Microsoft Validates Russian Hackers Obtained Customer Secrets and Source Code -

Post Views: 192

Microsoft Validates Russian Hackers Obtained Customer Secrets and Source Code

Microsoft disclosed on Friday that Midnight Blizzard (also known as APT29 or Cozy Bear), a threat actor sponsored by the Kremlin, gained accessibility to some of its internal computer networks and source code libraries subsequent to a breach that surfaced in January 2024.

“In recent weeks, we have come across proof that Midnight Blizzard is employing data originally stolen from our corporate email systems to acquire, or attempt to obtain unauthorized access,” the major technology company stated.

This has entailed gaining entry to internal systems and source code repositories of the organization. As of now, there is an absence of evidence indicating any compromise of customer-facing systems hosted by Microsoft.
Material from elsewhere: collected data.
PR #414, opened 2023-07-11
Add wporg/time block

### LINKED ISSUE #413: Add support for [time] shortcode
The [time] shortcode is included in the o2 and p2 plugins. Find a way to make it available when this theme is loaded.

adamwoodnz:
Closes #413 

This PR reimplements the existing [[time] shortcode](https://meta.trac.wordpress.org/browser/sites/trunk/wordpress.org/public_html/wp-content/mu-plugins/pub/wporg-time-shortcode.php) as a Gutenberg format.

The block uses the Format API so that the time can be applied to a string within a parent block, eg. a paragraph.

#### Notable changes from the existing shortcode implementation:

1. The reformatting is achieved by filtering and modifying `the_content` rather than the shortcode content
2. The time parsing (`parse_time`) is separated from the dom manipulation (`transform_time_blocks`)
3. The time parsing is always relative to the post date, there is no [attribute support](https://meta.trac.wordpress.org/browser/sites/trunk/wordpress.org/public_html/wp-content/mu-plugins/pub/wporg-time-shortcode.php#L53)
4. The frontend `time_converter_script` no longer has a jQuery dependency

### Screenshots

| Editor | Frontend |
|-|-|
| Screenshot 2023-07-11 at 1 22 27 PM | Screenshot 2023-07-11 at 5 44 40 PM | 

### Testing

1. Create a post, add various valid (eg. 'Tuesday, April 5th, at 15:00 UTC') and invalid datetime descriptions, and format as a `Time` using the option in the rich text toolbar 
2. Save and view on the frontend
3. The date displayed should be reformatted to your timezone
4. Test various styles
5. Change the post date and check that the displayed time changes too
6. Add multiple Times and check that the JS is only added to the page once
7. Test cross browser and [include Safari](https://github.com/WordPress/wporg-mu-plugins/pull/414/files#diff-56e893c6923a0a2c2b2277cfea55838a748dc980d25fb141597e82c8b4858b51R137)


mu-plugins/blocks/time/index.php
```diff
@@ -0,0 +1,175 @@
...
+					}
+				)();
+
+				document.querySelectorAll('.wporg-time-date').forEach( ( dateElement ) => {
+					let localTime = '';
+					const date = parseDate( dateElement.getAttribute( 'title' ) );
+
+					if ( date ) {
+						if ( ! toLocaleTimeStringSupportsLocales ) {
+							console.log("🚀 ~ file: index.php:143 ~ document.querySelectorAll ~ toLocaleTimeStringSupportsLocales:", toLocaleTimeStringSupportsLocales)
```
adamwoodnz: Remove this after testing

mu-plugins/blocks/time/index.php
```diff
@@ -0,0 +1,177 @@
...
+
+	return $time;
+}
+
+/**
+ * Prints script to convert time in the viewers local time zone.
+ */
+function time_converter_script() {
+	?>
+	<script type="text/javascript" id="time_converter_script">
```
ryelle: Could you add this on the frontend via a `viewScript`?

mu-plugins/blocks/time/src/index.js
```diff
@@ -0,0 +1,32 @@
...
+			);
+		} }
+		isActive={ isActive }
+	/>
+);
+
+registerFormatType( metadata.name, {
+	title: metadata.title,
+	tagName: 'a',
+	className: 'wporg-time',
```
ryelle: This creates a link that doesn't do anything — could you maybe use the `time` element instead? Use the PHP to add the `datetime` attribute, and then use that to build up the element in JS?

mu-plugins/blocks/time/index.php
```diff
@@ -0,0 +1,177 @@
...
+		if ( $parsed_time === null ) {
+			continue;
+		}
+		
+		// Build the link and abbr microformat.
+		$time_element->setAttribute( 'href', 'https://www.timeanddate.com/worldclock/fixedtime.html?iso=' . gmdate( 'Ymd\THi', $parsed_time ) );
+
+		$new_time_content = $dom->createElement( 'abbr', $time_content );
+		$new_time_content->setAttribute( 'class', 'wporg-time-date' );
+		$new_time_content->setAttribute( 'title', gmdate( 'c', $parsed_time ) );
```
ryelle: Do you know if there has been any feedback on the accessibility of this `abbr` + `title` approach?

ryelle (changes requested):
This is registering a block on the server, but the code in `index.js` doesn't actually create a block. While `register_block_type` works, it would be more correct to register the script a different way. You could try [the method I used for showcase](https://github.com/WordPress/wporg-showcase-2022/blob/e6e247a49c6063c06d3414f6cd93ad9a14b402c4/source/wp-content/themes/wporg-showcase-2022/functions.php#L134-L147), which still uses the `block.json` and the generated index.asset.php.

Overall, the references to this being a block are not accurate - the parent folder & block.json are fine because those are necessary for the build process (much like the "style" block we use in the themes). For clarity though it would be best to update those references (like in the docs).

It looks like we never set up php linting on this project, but I see a few issues in`time/index.php`. You can run `composer run lint mu-plugins/blocks/time` to see them.

ryelle:
> The time parsing is always relative to the post date, there is no [attribute support](https://meta.trac.wordpress.org/browser/sites/trunk/wordpress.org/public_html/wp-content/mu-plugins/pub/wporg-time-shortcode.php#L53)

A quick search on make.w.org/core shows that they use the `relative` attribute often, so it would be good to think about how we could add support (maybe in the future).

mu-plugins/blocks/time/index.php
adamwoodnz: I did try that with no success, I'll have another go

mu-plugins/blocks/time/index.php
adamwoodnz: I don't, I'll ask

mu-plugins/blocks/time/src/index.js
adamwoodnz: Done

mu-plugins/blocks/time/index.php
adamwoodnz: Added a `viewScript` entry but it isn't automatically enqueued. I've used something similar to [the method you used for showcase](https://github.com/WordPress/wporg-showcase-2022/blob/e6e247a49c6063c06d3414f6cd93ad9a14b402c4/source/wp-content/themes/wporg-showcase-2022/functions.php#L134-L147) for this also

mu-plugins/blocks/time/index.php
```diff
@@ -0,0 +1,124 @@
...
+	$xpath = new \DOMXPath( $dom );
+	$time_elements = $xpath->query( "//*[contains(concat(' ', normalize-space(@class), ' '), ' wporg-time ')]" );
+
+	if ( empty( $time_elements ) ) {
+		return $content;
+	}
+
+	$metadata = get_metadata();
+	$time_converter_script_handle = register_block_script_handle( $metadata, 'viewScript', 0 );
+	wp_enqueue_script( $time_converter_script_handle, null, null, filemtime( __DIR__ . '/build/convert_times.js' ), true );
```
adamwoodnz, line 72: I've added all the parameters so that it loads in the footer. Not sure of there is a better way.

mu-plugins/blocks/time/index.php
```diff
@@ -0,0 +1,124 @@
...
+	$dom->loadHTML( $content, LIBXML_NOERROR );
+	$xpath = new \DOMXPath( $dom );
+	$time_elements = $xpath->query( "//*[contains(concat(' ', normalize-space(@class), ' '), ' wporg-time ')]" );
+
+	if ( empty( $time_elements ) ) {
+		return $content;
+	}
+
+	$metadata = get_metadata();
+	$time_converter_script_handle = register_block_script_handle( $metadata, 'viewScript', 0 );
```
adamwoodnz, line 71: Couldn't find a nice way to register this script in `init` for better performance, and then only enqueue it here

adamwoodnz:
> It looks like we never set up php linting on this project, but I see a few issues in`time/index.php`

After my MacOS upgrade to Ventura my php version went back to 8 and I had phpcs errors which blocked me seeing these in VSCode. Fixed now.

mu-plugins/blocks/time/index.php
```diff
@@ -0,0 +1,124 @@
...
+function transform_times( $content ) {
+	if ( empty( $content || is_admin() ) ) {
+		return $content;
+	}
+
+	// Find the time block elements by the classname "wporg-time"
+	$dom = new \DOMDocument();
+
+	// Ignore warnings about htlm5 tags.
+	$dom->loadHTML( $content, LIBXML_NOERROR );
```
adamwoodnz, line 62: Without this there can be **many** warnings displayed (nav, time, and many other html5 tags aren't supported).

Alternatively we could use regexp or a different dom parser...

mu-plugins/blocks/time/index.php
```diff
@@ -0,0 +1,124 @@
...
+/**
+ * Builds the time block output.
+ *
+ * This implements replacing the raw time strings in the post content with formatted times able to be converted to local times with JS.
+ *
+ * @param string $content Post content.
+ * @return string Content with display times reformatted.
+ */
+function transform_times( $content ) {
+	if ( empty( $content || is_admin() ) ) {
```
pkevan: presumably this is trying to check for empty $content or is_admin? Should it not be:

```
if ( empty( $content ) || is_admin() ) {
```

adamwoodnz: Yes, nice catch :)

adamwoodnz:
Feedback received elsewhere: it would be best to avoid filtering `the_content` on page view, especially if it involves loading a DOM parser.

Some possible solutions for this:
- hook into the content save flow for php based DOM manipulation (probably a filter)
- use php regexp to find and replace instead of DOM parsing
- do all the parsing and DOM manipulation client side

adamwoodnz:
> You could try [the method I used for showcase](https://github.com/WordPress/wporg-showcase-2022/blob/e6e247a49c6063c06d3414f6cd93ad9a14b402c4/source/wp-content/themes/wporg-showcase-2022/functions.php#L134-L147), which still uses the `block.json` and the generated index.asset.php

@ryelle do you see any benefits with this approach, compared to [this example](https://github.com/WordPress/gutenberg-examples/blob/trunk/non-block-examples/format-api/index.php)?

adamwoodnz:
Alternative solution using client side parsing in #415

mu-plugins/blocks/time/index.php
adamwoodnz: I [asked](https://wordpress.slack.com/archives/C02RP4X03/p1689894967035259), feedback was that a `time` element would be better, and in particular the `title` on the `abbr` could be bad.

adamwoodnz:
Closing in favour of #415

Redmond, which is further investigating the scope of the breach, has reported that the Russian state-sponsored threat actor is attempting to exploit the various types of secrets it has uncovered, including email correspondence between Microsoft and its customers.

However, the company failed to reveal the nature of these secrets or the extent of the breach; however, it did indicate that it has contacted affected consumers directly. What specific source code was accessed remains unclear.

Microsoft, which has increased its security expenditures, added that the adversary’s password leak attacks increased by a factor of ten in February, from the “already substantial volume” observed in January.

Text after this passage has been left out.